EXERCISE BRIEF
Copy each line of the records that holds the string "panagiotisgts".

SUPPLIED DATA

PR #28465, opened 2025-02-20
Opensearch support for prefix migration

### LINKED ISSUE #28155: Opensearch support for prefix migration script
The prefix migration java application should support opensearch this involves implementing the empty implementations of `OpensearchPrefixMigrationClient.java`.

- `OpensearchPrefixMigrationClient.reindex` should take a source and target as strings and perform a [reindex](https://opensearch.org/docs/latest/im-plugin/reindex-data/)
- `OpensearchPrefixMigrationClient.clone` should take a source and target as strings and perform a [clone](https://opensearch.org/docs/latest/api-reference/index-apis/clone/)
- `OpensearchPrefixMigrationClient. getAllHistoricIndices` - should take a string prefix and return all historical index names with that prefix.
- Either extend `PrefixMigrationIT` or write a new test that ensures prefix migration with opensearch works.

EuroLew:
## Description

Prefix migration support for opensearch.

## Related issues

closes #28155


ChrisKujawa (commented):
@EuroLew might make to sync with @panagiotisgts and his PR https://github.com/camunda/camunda/pull/28471 as this might cause conflicts

ChrisKujawa:
@EuroLew can you rebase?

qa/integration-tests/src/test/java/io/camunda/it/migration/PrefixMigrationIT.java
```diff
@@ -139,12 +106,12 @@ void shouldReindexDocumentsDuringPrefixMigration() throws IOException, Interrupt
             .join();
 
     // Wait for documents to be written to indices
-    Thread.sleep(5000);
+    Thread.sleep(10000);
```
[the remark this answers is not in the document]
ChrisKujawa: Still think it would be better to use awaitility.

qa/integration-tests/src/test/java/io/camunda/it/migration/util/PrefixMigrationHelper.java
```diff
@@ -0,0 +1,55 @@
...
+
+import io.camunda.client.CamundaClient;
+import io.camunda.client.CredentialsProvider;
+import java.io.IOException;
+import java.net.URI;
+import java.util.Base64;
+import org.testcontainers.containers.GenericContainer;
+import org.testcontainers.containers.Network;
+
+public final class PrefixMigrationHelper {
```
ChrisKujawa, line 18: ❌ This is super confusing. We have now two classes with the same name, in different packages. Can we rename one of them, please.

qa/integration-tests/src/test/java/io/camunda/it/migration/PrefixMigrationOSIT.java
```diff
@@ -0,0 +1,141 @@
...
+        .withNetwork(NETWORK)
+        .withNetworkAliases("camunda")
+        .withExposedPorts(SERVER_PORT, MANAGEMENT_PORT, GATEWAY_GRPC_PORT)
+        .withEnv("CAMUNDA_DATABASE_TYPE", "opensearch")
+        .withEnv("CAMUNDA_OPERATE_DATABASE", "opensearch")
+        .withEnv("CAMUNDA_TASKLIST_DATABASE", "opensearch")
+        .withEnv("CAMUNDA_OPERATE_CSRFPREVENTIONENABLED", "false")
+        .withEnv("CAMUNDA_TASKLIST_CSRFPREVENTIONENABLED", "false")
+        .withEnv("SPRING_PROFILES_ACTIVE", "broker,operate,tasklist,identity,consolidated-auth")
+        .withEnv("CAMUNDA_SECURITY_AUTHENTICATION_METHOD", "BASIC")
```
ChrisKujawa, line 66: ❓ Couldn't we simply disable the auth?

ChrisKujawa (changes requested):
Thanks @EuroLew there are some requests for change we need to go over, before merging.

qa/integration-tests/src/test/java/io/camunda/it/migration/PrefixMigrationOSIT.java
EuroLew: I don't know how to do that, I tried asking for help and this is what @Ben-Sheppard and I could get working

qa/integration-tests/src/test/java/io/camunda/it/migration/PrefixMigrationIT.java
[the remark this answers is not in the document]
EuroLew: will use the new rebased test fix as this is flaky

zeebe/exporters/camunda-exporter/src/main/java/io/camunda/exporter/schema/opensearch/OpensearchPrefixMigrationClient.java
```diff
@@ -22,17 +33,70 @@ public OpensearchPrefixMigrationClient(final OpenSearchClient client) {
...
+  }
+
+  private void markIndexReadOnly(final String index) throws IOException {
+    client
+        .indices()
+        .putSettings(r -> r.index(index).settings(s -> s.index(i -> i.blocks(b -> b.write(true)))));
+  }
+
+  private void cloneIndex(final String src, final String target) throws IOException {
+    final var targetAlias = target.substring(0, target.length() - 10) + "alias";
```
panagiotisgts, line 87: :wrench:  This `10` magic number refers to the dated prefix right? Maybe we can make this a bit prettier and clearer like last index of `_` or regex pattern replace for the suffix , since the date regex is already present in this context. 

I also noticed this is present on the Elasticsearch side of things

panagiotisgts (commented):
Overall looks good to me, one comment left for improvement. We could move these tests in the new Migration test framework when it's merged as well  :muscle:

zeebe/exporters/camunda-exporter/src/main/java/io/camunda/exporter/schema/opensearch/OpensearchPrefixMigrationClient.java
EuroLew: yes the 10 refers to the yyyy-mm-dd suffix for historic indices.

I'll just capture it with a regex should be better

qa/integration-tests/src/test/java/io/camunda/it/migration/util/PrefixMigrationITUtils.java
```diff
@@ -0,0 +1,119 @@
...
+          String.format("%sapi/login?username=%s&password=%s", endpoint, "demo", "demo"),
+          null);
+
+      return sendPOSTRequest(
+          httpClient,
+          String.format("%sv1/process-instances/search", endpoint),
+          String.format(
+              "{\"filter\":{\"key\":%d},\"sort\":[{\"field\":\"endDate\",\"order\":\"ASC\"}],\"size\":20}",
+              processInstanceKey));
+    }
```
ChrisKujawa, line 99: 🔧 / ❌  @EuroLew I think we can replace this completely with the usage of the TestRestOperateClient which is now part of the testSimpleCamundaApplication. Wdyt?

I don't see it necessarily as a blocker for the PR, but I think we should clean this up then.

qa/integration-tests/src/test/java/io/camunda/it/migration/PrefixMigrationOSIT.java
```diff
@@ -0,0 +1,149 @@
...
+
+@Testcontainers
+public class PrefixMigrationOSIT {
+
+  @Container
+  private final OpensearchContainer osContainer =
+      TestSearchContainers.createDefaultOpensearchContainer()
+          .withNetwork(NETWORK)
+          .withNetworkAliases(OPENSEARCH_ALIAS);
+
```
ChrisKujawa, line 50: 🔧 💭  I was wondering whether we may simply make use of the @MultiDbTestApplication (where we disable the starting of the application, to better control it).

Part of https://github.com/camunda/camunda/pull/29636

With that we can have the container first doing things. We connect in our test always to `localhost:9200` (we can get the URL from the extension as well), so this should also work for the PrefixMigration App. 

After running the migration APP, we can start the TestSimpleApplication.

The only problem is distinguishing between OS and ES for the container configs. We could get this if the MultiDbExtension would also support containers, I guess 🤔 But yeah maybe this should be a follow-up.

qa/integration-tests/src/test/java/io/camunda/it/migration/PrefixMigrationOSIT.java
```diff
@@ -0,0 +1,149 @@
...
+        .withEnv("CAMUNDA_OPERATE_OPENSEARCH_INDEX_PREFIX", OLD_OPERATE_PREFIX)
+        .withEnv("CAMUNDA_TASKLIST_OPENSEARCH_INDEX_PREFIX", OLD_TASKLIST_PREFIX)
+        .withEnv("CAMUNDA_TASKLIST_OPENSEARCH_INDEXPREFIX", OLD_TASKLIST_PREFIX)
+        .withEnv(
+            "ZEEBE_BROKER_EXPORTERS_OPENSEARCH_CLASSNAME",
+            "io.camunda.zeebe.exporter.opensearch.OpensearchExporter")
+        .withEnv("CAMUNDA_OPERATE_OPENSEARCH_URL", osUrl)
+        .withEnv("CAMUNDA_OPERATE_ZEEBEOPENSEARCH_URL", osUrl)
+        .withEnv("CAMUNDA_TASKLIST_OPENSEARCH_URL", osUrl)
+        .withEnv("CAMUNDA_TASKLIST_ZEEBEOPENSEARCH_URL", osUrl)
```
ChrisKujawa, line 80: ❓ Don't we need to configure the components for the credentials OS expects? AFAIK Opensearch requires user and password?

qa/integration-tests/src/test/java/io/camunda/it/migration/PrefixMigrationIT.java
```diff
@@ -220,28 +145,15 @@ void shouldReindexDocumentsDuringPrefixMigration() throws IOException, Interrupt
     camunda87.stop();
 
     // when
-    prefixMigration(NEW_PREFIX);
+    prefixMigration();
 
     // then
-    final var currentCamundaClient = startLatestCamunda();
+    final var currentCamundaClient =
+        startLatestCamunda(esContainer.getHttpHostAddress(), NEW_PREFIX, true);
```
ChrisKujawa, line 152: 🔧 Should we also use here `try (...) {` with resources>?

ChrisKujawa (approved):
Thanks @EuroLew 👍🏼 I had some smaller comments, but looks good!

There was one bigger topic, regarding using the new multi db extension, but yeah I guess let's get this merged and iterate from there.

qa/integration-tests/src/test/java/io/camunda/it/migration/PrefixMigrationOSIT.java
EuroLew: Seems like quite a bit of work but would be worth it for sure

qa/integration-tests/src/test/java/io/camunda/it/migration/util/PrefixMigrationITUtils.java
EuroLew: This will be a follow up, can't quite get it working right now

qa/integration-tests/src/test/java/io/camunda/it/migration/PrefixMigrationOSIT.java
EuroLew: Looking at the logs, it seems that, basic authentication is disabled for opensearch so we can just connect with no username/password.

image

qa/integration-tests/src/test/java/io/camunda/it/migration/PrefixMigrationOSIT.java
EuroLew: https://github.com/camunda/camunda/issues/29814

qa/integration-tests/src/test/java/io/camunda/it/migration/util/PrefixMigrationITUtils.java
EuroLew: https://github.com/camunda/camunda/issues/29814

PR #28472, opened 2025-02-20
fix: rdbms - use rule index as additional PK for decision outputs

p-wunderlich:
## Description

Fixes the "Unique index or primary key violation: `PUBLIC.PRIMARY_KEY_F ON PUBLIC.DECISION_INSTANCE_OUTPUT(DECISION_INSTANCE_ID, OUTPUT_ID) VALUES ( /* key:3 */ '2251799813685275-2', 'OutputClause_1cthd0w')` problem in rdbms module. 

Since DECISION_INSTANCE_ID and OUTPUT_ID ist not unique as PK, I extended the PK to also use the RULE_INDEX.


ChrisKujawa (approved):

ChrisKujawa:
💭 I guess we could remove the output id from the PK 🤔

p-wunderlich:
@ChrisKujawa nope don't think so, since you can also have multiple columns.

stoerti (approved):

Issue #28301, opened 2025-02-18
Reintroduce User Task Restrictions by candidateGroup 


nathansandi:
### Description

Reintroduce the User Task Restriction into Tasklist V1

This was disabled in (https://github.com/camunda/camunda/pull/28134/files) 

### Acceptance Criteria:

- [ ] all disabled tests in [TaskControllerTest.java](https://github.com/camunda/camunda/blob/main/tasklist/webapp/src/test/java/io/camunda/tasklist/webapp/api/rest/v1/controllers/TaskControllerTest.java) are enabled again
- [ ] User Task restriction properly working with Camunda User Service retrieving the groups

Issue #28122, opened 2025-02-13
Retrieval of Groups IdentityAuthorizationService


nathansandi:
## Description

The current Identity Authorization Service is Stub,
The goal of this issue is use CamundaUserService in order to collect the current user and return the groups, once the old implementation is still using the identity.

[IdentityAuthorizationService](https://github.com/camunda/camunda/blob/main/tasklist/webapp/src/main/java/io/camunda/tasklist/webapp/security/identity/IdentityAuthorizationService.java#L13)

## Acceptance Criteria

- [ ] Tasklist should point to IdentityAuthorizationService instead of Stub Configuration
- [ ] Use CamundaService to retrieve the user groups instead of identity

PR #28505, opened 2025-02-20
feat: implement get groups in identity auth service and user task restrictions

nathansandi:
## Description

This pull request updates Tasklist V1 to support consolidated-auth for group retrieval using Camunda User Service (and replace group retrieval using Identity SDK), ensuring compatibility regardless of the authentication method (OIDC or Basic). 

Additionally, it reintroduces User Task Restrictions for group-based access control, independent of the authentication mechanism. In case it is not consolidated-auth, the group retrieval will give full access. 

## Related issues

closes #https://github.com/camunda/camunda/issues/28301
clsoes #https://github.com/camunda/camunda/issues/28122


dist/src/main/java/io/camunda/tasklist/TasklistModuleConfiguration.java
```diff
@@ -55,13 +61,47 @@ public class TasklistModuleConfiguration {
...
+   * the profile "consolidated-auth" is active.
+   *
+   * <p>This bean provides the **main authorization logic** when consolidated authentication is
+   * enabled.
+   */
+  @Bean
+  @Primary
+  @Profile("consolidated-auth")
+  public IdentityAuthorizationService consolidatedIdentityAuthorizationService() {
+    return new IdentityAuthorizationServiceImpl();
```
megglos, line 87: ❌  this class and also the other impl are already annotated as `@Component` so they will be loaded via class path scanning already, right? Would change it then to avoid duplicates, my spring knowledge might also just be rusty though 😅

dist/src/main/java/io/camunda/tasklist/TasklistModuleConfiguration.java
```diff
@@ -55,13 +61,47 @@ public class TasklistModuleConfiguration {
...
+   *
+   * <p>- This bean ensures that authorization is always available, even when consolidated
+   * authentication is not enabled. - It provides a **default, full-access authorization service**.
+   *
+   * <p>This bean declaration can be removed after the consolidated authentication is fully
+   * implemented
+   */
+  @Bean
+  public IdentityAuthorizationService defaultIdentityAuthorizationService() {
+    return new DefaultIdentityAuthorizationServiceImpl();
```
megglos, line 102: 🔧  same here, this is already declared as `@Component`

dist/src/main/java/io/camunda/tasklist/TasklistModuleConfiguration.java
megglos: it should get picked up by line 36
```
      @ComponentScan.Filter(
          type = FilterType.REGEX,
          pattern = "io\\.camunda\\.tasklist\\.webapp\\..*"),
```

tasklist/webapp/src/main/java/io/camunda/tasklist/webapp/security/identity/DefaultIdentityAuthorizationServiceImpl.java
```diff
@@ -0,0 +1,24 @@
...
+ */
+package io.camunda.tasklist.webapp.security.identity;
+
+import static io.camunda.tasklist.property.IdentityProperties.FULL_GROUP_ACCESS;
+
+import java.util.ArrayList;
+import java.util.List;
+import org.springframework.stereotype.Component;
+
+@Component
```
megglos, line 16: ❌  let's make sure it's not loaded with the new identity setup
```suggestion
@Component
@Profile("!consolidated-auth")
```

tasklist/webapp/src/main/java/io/camunda/tasklist/webapp/api/rest/v1/controllers/TaskController.java
```diff
@@ -230,7 +230,25 @@ private void checkTaskImplementation(final LazySupplier<TaskDTO> taskSupplier) {
...
+    final boolean allUsersTask =
+        task.getCandidateUsers() == null && task.getCandidateGroups() == null;
+    final boolean candidateGroupTasks =
+        task.getCandidateGroups() != null
+            && !Collections.disjoint(Arrays.asList(task.getCandidateGroups()), listOfUserGroups);
+    final boolean candidateUserTasks =
+        task.getCandidateUsers() != null
+            && Arrays.asList(task.getCandidateUsers()).contains(userName);
+    final boolean assigneeTasks = task.getAssignee() != null && task.getAssignee().equals(userName);
+    final boolean noRestrictions = listOfUserGroups.contains(IdentityProperties.FULL_GROUP_ACCESS);
```
megglos, line 245: 🔧  this is actually not supported with the new group membership setup 🤔  could we remove it already alongside relevant tests?

megglos (changes requested):
Good job on adapting to the new service!

I have some concerns on having the services declared as beans and components at the same, thus requesting changes for us to align. Happy to do that in sync if you think that might be more effective.

tasklist/webapp/src/main/java/io/camunda/tasklist/webapp/security/identity/IdentityAuthorizationServiceImpl.java
```diff
@@ -7,52 +7,19 @@
...
-import org.slf4j.LoggerFactory;
 import org.springframework.beans.factory.annotation.Autowired;
-import org.springframework.security.core.Authentication;
-import org.springframework.security.core.context.SecurityContextHolder;
+import org.springframework.context.annotation.Profile;
 import org.springframework.stereotype.Component;
 
 @Component
+@Profile("consolidated-auth")
 public class IdentityAuthorizationServiceImpl implements IdentityAuthorizationService {
```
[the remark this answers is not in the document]
nathansandi: Great opportunity for do that :), going to rename it!

tasklist/webapp/src/main/java/io/camunda/tasklist/webapp/api/rest/v1/controllers/TaskController.java
nathansandi: Lets do a quick sync on this one. 
From my understanding V1 should still support Task Restrictions, but lets have a quick chat to align this.

dist/src/main/java/io/camunda/tasklist/TasklistModuleConfiguration.java
nathansandi: Interesting :) Thanks for point this.

megglos: Sync call: we just found that these are actualyl exclusions, so it's config beans only for tasklist setup and the component annotation is just present for autowire convenience

dist/src/main/java/io/camunda/tasklist/TasklistModuleConfiguration.java
megglos: same as here https://github.com/camunda/camunda/pull/28505/files/2bb71ded0b0d6df1f966b985aab08294acc8ec05#r1969433454

tasklist/webapp/src/main/java/io/camunda/tasklist/webapp/api/rest/v1/controllers/TaskController.java
megglos: to calrify, this was about the special value of `FULL_GROUP_ACCESS` granting access to all groups

tasklist/webapp/src/main/java/io/camunda/tasklist/webapp/security/identity/DefaultIdentityAuthorizationServiceImpl.java
megglos: irrelevant because of https://github.com/camunda/camunda/pull/28505/files/2bb71ded0b0d6df1f966b985aab08294acc8ec05#r1969433454

dist/src/main/java/io/camunda/tasklist/TasklistModuleConfiguration.java
```diff
@@ -55,13 +61,47 @@ public class TasklistModuleConfiguration {
...
+   * Fallback bean for `IdentityAuthorizationService`, used when the "consolidated-auth" profile is
+   * **not active**.
+   *
+   * <p>- This bean ensures that authorization is always available, even when consolidated
+   * authentication is not enabled. - It provides a **default, full-access authorization service**.
+   *
+   * <p>This bean declaration can be removed after the consolidated authentication is fully
+   * implemented
+   */
+  @Bean
```
megglos, line 100:
```suggestion
  @Bean
  @Profile("!consolidated-auth")
```

tasklist/webapp/src/main/java/io/camunda/tasklist/webapp/api/rest/v1/controllers/TaskController.java
nathansandi: The `FULL_GROUP_ACCESS`  will return an empty string, and it is an special value, used in case of the fallback.
This wont cause issues for consolidated-auth, once it is not a valid value over there. 

When the `DefaultUserGroupService` is no longer necessary, this can be removed, once we can rely only in the `CamundaUserService` Groups

tasklist/webapp/src/main/java/io/camunda/tasklist/webapp/security/identity/DefaultUserGroupService.java
```diff
@@ -0,0 +1,26 @@
...
+
+import static io.camunda.tasklist.property.IdentityProperties.FULL_GROUP_ACCESS;
+
+import java.util.ArrayList;
+import java.util.List;
+import org.springframework.context.annotation.Profile;
+import org.springframework.stereotype.Component;
+
+@Component
+@Profile("!consolidated-auth")
```
megglos, line 18: 🔧 Given the setup is based on configuration classes only and component scans are deactives, I think you can omit the profile here, it should actually not have any effect.
```suggestion
```

megglos (approved):
LGTM! Pre-approving as nothing is blocking, please check the comments I left still.

dist/src/main/java/io/camunda/tasklist/TasklistModuleConfiguration.java
nathansandi: Not so far, once I am using the @Primary bean in the other one.

dist/src/main/java/io/camunda/tasklist/TasklistModuleConfiguration.java
houssain-barouni: `io.camunda.tasklist.webapp` is scanned by https://github.com/camunda/camunda/blob/main/tasklist/webapp/src/main/java/io/camunda/tasklist/WebappModuleConfiguration.java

SOLUTION FOR THIS PROBLEM
@EuroLew might make to sync with @panagiotisgts and his PR https://github.com/camunda/camunda/pull/28471 as this might cause conflicts
panagiotisgts, line 87: :wrench:  This `10` magic number refers to the dated prefix right? Maybe we can make this a bit prettier and clearer like last index of `_` or regex pattern replace for the suffix , since the date regex is already present in this context. 
panagiotisgts (commented):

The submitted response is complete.